[Provided records Boundary: Start]

PR #40, opened 2021-06-24
ProcessExecutor decrease loglevel on timeout and interruption

BCSol:
Join re-throws a Interrupted/TimeoutException to the caller.
These cases may be considered by the caller as expected behaviour
and should not be logged as a WARNING.

### DIFF
--- a/src/org/sosy_lab/common/ProcessExecutor.java
+++ b/src/org/sosy_lab/common/ProcessExecutor.java
@@ -352,12 +352,12 @@ public class ProcessExecutor<E extends Exception> {
       return exitCode;
 
     } catch (TimeoutException e) {
-      logger.logf(Level.WARNING, "Killing %s[%d] due to timeout", name, pid);
+      logger.logf(Level.FINEST, "Killing %s[%d] due to timeout", name, pid);
       processFuture.cancel(true);
       throw e;
 
     } catch (InterruptedException e) {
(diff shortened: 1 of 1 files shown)


PhilippWendler:
Oh, log and rethrow is actually an anti-pattern. Thanks for opening this PR.

Typically we just remove the logging. However, in this case I am skeptical, because the info that processes will be cancelled (and why) can really be crucial during debugging (imagine finding out why processes die without this log message...). Furthermore, unfortunately not all code is perfect, and specifically `InterruptedException` probably has a relatively high change of being swallowed somewhere else.  So I would say, let's keep the logging line.

But:
- According to our [logging guide](https://gitlab.com/sosy-lab/software/cpachecker/-/blob/trunk/doc/Logging.md#log-levels) it is absolutely clear that the appropriate level is `FINEST`. It is a low-level utility class, but the message is not large enough to belong to `ALL`.
- Usually the best way to log such exceptions is `log*DebugException`. However, this would log on level `ALL` because of the large stack trace. Furthermore, it is not so important here to actually log the full exception details because this is not a case where the exception is swallowed, and this exception is unlikely to have any interesting information anyway, because we know that it will come from our executor service and not from somewhere else. We could use `log*UserException(Level.FINEST, ...)`, but this is uncommon and can be confusing.

So please change the log level to `FINEST`, then I will merge this.

PR #43, opened 2024-09-13
#38: improve architecture detection

### LINKED ISSUE #38: NativeLibraries could support more architectures, such as ARMv7 or ARMv8
The listing in [NativeLibraries](https://github.com/sosy-lab/java-common-lib/blob/4cf14d50647d69dc344dde026c0b39de8c1dce73/src/org/sosy_lab/common/NativeLibraries.java#L96) is inomplete and misses architectures like `ARMv7` (already outdated?) and `ARMv8` (identical to aarch64?).

For further info and testing, maybe @MartinSpiessl can help and provide access to our Raspi.

kfriedberger:
I am not sure how to test this code. 
We could mock System.getProperty with different data. However, static system-methods are complex to mock.

### DIFF
--- a/src/org/sosy_lab/common/NativeLibraries.java
+++ b/src/org/sosy_lab/common/NativeLibraries.java
@@ -9,6 +9,7 @@
 package org.sosy_lab.common;
 
 import static com.google.common.base.Strings.isNullOrEmpty;
+import static com.google.common.base.Strings.nullToEmpty;
 
 import com.google.common.base.Ascii;
 import com.google.common.base.StandardSystemProperty;
@@ -16,6 +17,7 @@ import com.google.errorprone.annotations.Var;
 import edu.umd.cs.findbugs.annotations.SuppressFBWarnings;
 import java.nio.file.Files;
 import java.nio.file.Path;
+import java.util.Objects;
 import java.util.Optional;
 import org.checkerframework.checker.nullness.qual.Nullable;
 
@@ -49,6 +51,10 @@ import org.checkerframework.checker.nullness.qual.Nullable;
 @SuppressWarnings("NonFinalStaticField")
 public final class NativeLibraries {
 
+  private static final String REPORT_MESSAGE =
+      ", please report this together with information "
+          + "about your system (OS, architecture, JVM).";
+
   private NativeLibraries() {}
 
   @Deprecated // will become private
@@ -67,10 +73,7 @@ public final class NativeLibraries {
 
       @Var String prop = StandardSystemProperty.OS_NAME.value();
       if (isNullOrEmpty(prop)) {
-        throw new UnsatisfiedLinkError(
-            "No value for os.name, "
-                + "please report this together with information about your system "
-                + "(OS, architecture, JVM).");
+        throw new UnsatisfiedLinkError("No value for os.name" + REPORT_MESSAGE);
       }
 
       prop = Ascii.toLowerCase(prop.replace(" ", ""));
@@ -85,8 +88,8 @@ public final class NativeLibraries {
         throw new UnsatisfiedLinkError(
             "Unknown value for os.name: '"
                 + StandardSystemProperty.OS_NAME.value()
-                + "', please report this together with information about your system "
-                + "(OS, architecture, JVM).");
+                + "'"
+                + REPORT_MESSAGE);
       }
 
       return currentOS;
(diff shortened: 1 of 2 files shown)


src/org/sosy_lab/common/NativeLibraries.java
```diff
@@ -105,55 +111,62 @@ public static Architecture guessVmArchitecture() {
...
-                    + "', please report this together with information about your system "
-                    + "(OS, architecture, JVM).");
-          }
-        } else {
-          throw new UnsatisfiedLinkError("Could not detect system architecture");
+    /**
+     * In most cases, the system architecture matches the JVM architecture. In some rare cases,
+     * architecture from 'os.arch' might not be sufficient. For example, we could use an emulator
+     * and execute a 32bit JVM on a 64bit system. We cannot check each possible combination and
+     * emulator, but check only the important ones.
```
PhilippWendler: Hm, I think there is a misconception here. This comment seems to indicate that running a JVM that does not have exactly the same architecture as the OS is a special edge case that involves emulators.

But this is not the case! Running for example a 32-bit JVM on an 64-bit OS is a totally common case that is supported out-of-the box, no special setup or emulators involved.

What the code behind `guessVmArchitecture()` needs to do is to find out the *JVM* architecture, the OS architecture is not really relevant. The current code seems look at the latter, and then tries some adjustments for the JVM architecture. Can we do better, i.e., look at the JVM architecture primarily?

src/org/sosy_lab/common/NativeLibraries.java
```diff
@@ -105,55 +111,62 @@ public static Architecture guessVmArchitecture() {
...
+        case "i386":
+        case "i686":
+        case "x86":
+          return Architecture.X86;
+        case "amd64":
+        case "x86_64":
+          return Architecture.X86_64;
+        case "arm":
+        case "armv6":
+        case "armv7":
```
PhilippWendler: What are the differences between these? Is it safe to ignore them? Could this cause problems in the future? If we just return `ARM` now, we cannot change the later if we need to distinguish between them.

The questions to answer would be "Can `arm` binary libraries be loaded into a `armv7` JVM?" etc.

For `i386`, `i686`, and `x86` it is clear that these are almost synonyms and that the differences (which affect only processors from the nineties, so can be ignore. But for ARM I don't know.

Do you have a reference documentation for these values? Would be good to link it.

src/org/sosy_lab/common/NativeLibraries.java
```diff
@@ -95,8 +98,11 @@ public static OS guessOperatingSystem() {
 
   @Deprecated // will become private
   public enum Architecture {
+    // We only consider the mainly used architectures and ignore older ones like PPC or MIPS.
     X86,
-    X86_64;
+    X86_64,
+    ARM,
```
PhilippWendler: I guess this could be misunderstood as "any ARM architecture". Maybe we should use `ARM32`?

Or is it the case like for `x86` that everyone uses `ARM` to refer to 32-bit ARM? Then we would want to keep to the standard. What do compilers use here, for example?

src/org/sosy_lab/common/NativeLibraries.java
```diff
@@ -105,55 +111,62 @@ public static Architecture guessVmArchitecture() {
...
+      if (nullToEmpty(StandardSystemProperty.JAVA_VM_NAME.value()).matches("32-?bit")
+          || Objects.equals(System.getProperty("os.arch.data.model"), "32")
+          || Objects.equals(System.getProperty("sun.arch.data.model"), "32")) {
+        switch (arch) {
+          case X86_64:
+            return X86;
+          case ARM64:
+            return ARM;
+          default:
+            // $fall-through
```
PhilippWendler: There is no fall-through into another case here, just remove it.

src/org/sosy_lab/common/NativeLibraries.java
kfriedberger: The text contains the wording "for example ... emulator". Furthermore, executing 32bit application on a 64bit CPU requires the CPU to "redirect/simulate/emulate" the commands and registers, which is typically done quite performant directly in hardware.

Most developers install a JDK in 32 or 64bit according to their CPU architecture. Java in 32bit is outdated, as even embedded devices are available with more than 4 GB of memory, which is the maximum addressable space for a 32bit application. And the other way, from 32 to 64bit, does not work anyway.

Overall, I do not see a negative impact of my code changes for default machines and guessing architecture. For the ARM-part, we can discuss changes, see below.

src/org/sosy_lab/common/NativeLibraries.java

[Provided records Boundary: End]

Exercise brief. Count how many lines above carry the word "equals". Only the number is required.

Reply to the task. 2